It is thirteen minutes to midday, Mariam Namakula, sits down to narrate her ordeal with security men enforcing directives intended to control the spread of Covid-19.
Uganda recorded her first case of Covid19 on March 21 last year and this was followed with a total local down.
Namakula starts by showing scars on her both legs. She claims she sustained the wounds that left the scars when Local Defence Units –LDUs accompanied by soldiers and policemen pounced on her at about 10 minutes to 7pm.
The 38-year-old mother of three children recalls that the security personnel came on a Police Patrol vehicle and started beating whoever they came across even though it was not yet curfew time that was starting at 7pm.
She describes the day brutality was unleashed to her as double tragedy. This is because she first developed serious headache that forced her to rush to a nearby clinic to buy some painkillers.
Unfortunately, she encountered the joint security team on her way back and she was reportedly beaten to the extent of making her crawling.
“I had spent the day feeling weak. When it was approaching 7pm, I developed serious headache. I looked at the watch and I realized there were more than 25 minutes to curfew time. I decided to rush to a clinic and get myself painkillers so that I could sleep well,” Namakula narrates.

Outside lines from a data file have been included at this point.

PR #144, opened 2026-06-07
Add DLQ for enrichment queue and self-heal stale jobs

eniklas:
Infra backstop to #143 (stuck progress bar / inaccurate counts). **Stacked on `fix-stuck-progress-bar`** — review/merge that first; this PR's base will retarget to `master` once it lands.

## What

- **Dead-letter queue.** `EnrichmentQueue` gets a DLQ with `max_receive_count=3`. Previously a failing or timed-out job was redelivered for the full 1-day retention, and *each* redelivery re-ran the job — the engine behind #131's runaway counts. Capping redeliveries stops the storm (and pairs with #143's absolute progress write so the count can't inflate even within those 3 attempts). Dead messages are kept 14 days for inspection / manual redrive.
- **Self-healing.** `Repository.fail_stale_jobs()` marks presumed-dead jobs (`is_job_stale` from #143) as `failed`. `get_active_job()` now reaps them in passing during its existing scan, so a crashed or hard-timed-out enricher's job record is corrected instead of sitting `running` forever. The DLQ only caps redeliveries — it can't update the DynamoDB job record — so this app-side sweep is the necessary complement.

## Why a sweep rather than a DLQ-consumer Lambda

Namakula suspects the LDUs, soldiers and policemen were more than 10 in number but she was mostly beaten by LDUs. She recollects that when she saw the men jumping off a patrol, she attempted to run for safety. But as fate would have it, she slid and fell down.
“They beat me and I became helpless. Other men left to run after others people but one LDU remained beating me up. They had guns and I was a civilian. I don’t know why they chose to beat me instead of arresting me if I had committed a crime. By the time they left me, I could hardly walk. I was crawling,” Namakula narrates.

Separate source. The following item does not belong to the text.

PR #147, opened 2026-06-08
Use IGDB-style slugs as the internal slug format

eniklas:
## Why

The internal slug was lowercase-alphanumeric with separators **deleted**, so `"Ground Branch"` → `"groundbranch"`. That same value was used to query IGDB by slug, but IGDB slugs are **hyphenated** (`ground-branch`), so the `where slug = "..."` lookup never matched and titles fell through to the fuzzy fallbacks (sometimes landing at `not_found`, e.g. Ground Branch).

Namakula is one of the very many people who have been victimized by security agencies in the guise of enforcing president Yoweri Museveni directives and guidelines issued by ministry of health all aimed at stopping the escalation of Covid19.
Museveni on Saturday condemned the highhandedness of security personnel enforcing Covid19 guidelines. In addition, Museveni castigated individual security officers for torturing suspects arrested over committing crimes.
To emphasize his points on brutality, Museveni showed videos of a policeman woman severally beating a helpless lady on streets of Kampala in the just concluded second lockdown.
Other images Museveni showed and condemned were of suspects in the June 1st shooting at former Chief of Defence Forces CDF, Gen Edward Katumba Wamala.
The attack which was delivered at Kisota road in Kawempe division of Kampala left the four-star General’s daughter Brenda Nantongo and driver Sgt Haruna Kayondo killed on spot.
But human rights lawyers have different opinions about Museveni’s speech condemning security brutality. Lawyer Umar Nyanzi, a member of Muslim Centre for Justice, says it was good for Museveni to come out and speak about torture and brutality.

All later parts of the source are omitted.